Superconductivity Discovered: Zero Resistance, Infinite Possibility

Heike Kamerlingh Onnes watched electrical resistance vanish completely in a mercury wire cooled to 4.2 Kelvin on April 8, 1911, in his laboratory at the University of Leiden. The result was so unexpected that Onnes initially suspected an equipment malfunction. He repeated the experiment, obtained the same result, and realized he had discovered something that classical physics could not explain: a state of matter in which electrical current flows without any resistance at all. He called it "supraconductivity," later shortened to superconductivity. Onnes was uniquely positioned to make this discovery because he had spent years developing the world's most advanced cryogenic laboratory. In 1908, he had become the first person to liquefy helium, reaching temperatures within a few degrees of absolute zero. This capability, which no other laboratory in the world could replicate at the time, allowed him to test how materials behaved at temperatures where quantum mechanical effects dominated. His decision to measure mercury's resistance at liquid helium temperatures was systematic rather than inspired; he was simply working through a list of elements. The implications were profound but the explanation was elusive. Normal electrical conductors lose resistance gradually as they cool, but even at absolute zero, impurities and lattice defects prevent resistance from reaching exactly zero. Superconductors behave differently: resistance drops abruptly to zero at a specific critical temperature, and current flowing through a superconducting loop can persist indefinitely. The Meissner effect, discovered in 1933, showed that superconductors also completely expel magnetic fields, demonstrating that superconductivity was a distinct quantum state rather than simply an extreme case of good conductivity.
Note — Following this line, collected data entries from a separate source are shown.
Issue #761, opened 2025-11-04
`$string()` does not preserve full precision for large numeric values (≥ 15–16 digits)


MaxPlamadeala-RecoLabs:
We've been having an issue with jsonata parsing of large numbers. We had this initial json (obfuscated):
```json
"data": [
      {
        ...
        "userId": 5890840712243077,
        "createdAt": "2025-10-30T13:02:59Z",
        "modifiedAt": "2025-10-30T13:02:59Z",
      }
]
```
And this Jsonata expression:
```
$string(data[0].userId)
```

What it gives us is `"5890840712243080"` which is incorrect as you see. If I try however a smaller number like `589084071224307` (-1 digit) it works perfectly. If I try a larger nr like `589084071224307838838` it goes crazy:
<img width="265" height="100" alt="Image" src="https://github.com/user-attachments/assets/ee544cda-da19-419c-be98-d5c5e8da5ab8" />
As I see in `src/functions.js` you have [this line](https://github.com/jsonata-js/jsonata/blob/2bb258933b509b97ed173a48e0d5661033b1df19/src/functions.js#L133-L136), which cuts every number to 15 digits. Is it on purpose? Can this be fixed or do you have an analogy to propose for larger numbers?

iovanom:
I have created a fix in this PR https://github.com/jsonata-js/jsonata/pull/762

Turings98apprentice:
As I mentioned in PR #762 I think your bigger issue here is that you're using integers for user IDs instead of strings. Is there a functional requirement that the user IDs have to be integers? Do you have any control over that input JSON?

iovanom:
> As I mentioned in PR [#762](https://github.com/jsonata-js/jsonata/pull/762) I think your bigger issue here is that you're using integers for user IDs instead of strings. Is there a functional requirement that the user IDs have to be integers? Do you have any control over that input JSON?

The json we get from external API that we can't control. We can't change external API to get the string as id.

andrew-coleman:
Resolved by #762

PR #762, opened 2025-11-04
Precision fix for $string function

iovanom:
Related to https://github.com/jsonata-js/jsonata/issues/761

### DIFF
--- a/src/functions.js
+++ b/src/functions.js
@@ -131,8 +131,10 @@ const functions = (() => {
                 arg = arg[0];
             }
             str = JSON.stringify(arg, function (key, val) {
-                return (typeof val !== 'undefined' && val !== null && val.toPrecision && isNumeric(val)) ? Number(val.toPrecision(15)) :
-                    (val && isFunction(val)) ? '' : val;
+                if (typeof val !== 'undefined' && val !== null && isNumeric(val)) {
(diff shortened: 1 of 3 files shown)


Turings98apprentice:
If you add just one more digit to the formatBase test, it fails. I think a true fix to this issue would involve incorporating something like [BigDecimal](https://www.npmjs.com/package/js-big-decimal). That being said, I think the issue this PR seeks to solve is better solved by simply using a string for large user IDs instead of integers.

image

iovanom:
Yes, it will fail, but not because of the JSONata library. JavaScript works that way. :)

You can see the example:

```js
const a = 58908407122430764;
console.log(a); // output 58908407122430770
console.log(a.toString()) // the same 58908407122430770

const b = '58908407122430764';
const c = parseInt(b);
console.log(c); // output 58908407122430770
```

The fix is not related to the `$fromBase` function; it’s related to the `$string` function. The issue with the `string` implementation isn’t due to JavaScript limitations but rather the precision parameter within the JSONata library.

I completely agree that it’s better to have a string representation for the ID, but we can’t control the third-party API that returns the ID in number format.

andrew-coleman (approved):

andrew-coleman:
Thank you!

A theoretical explanation did not arrive until 1957, when John Bardeen, Leon Cooper, and John Robert Schrieffer published BCS theory, showing that electrons in a superconductor form paired states (Cooper pairs) that move through the crystal lattice without scattering. The theory won the 1972 Nobel Prize, one of the few cases where the explanation of a phenomenon won a separate Nobel from its discovery. The 1986 discovery of high-temperature superconductors, ceramic materials that superconduct above 90 Kelvin, opened possibilities for practical applications that Onnes could not have imagined.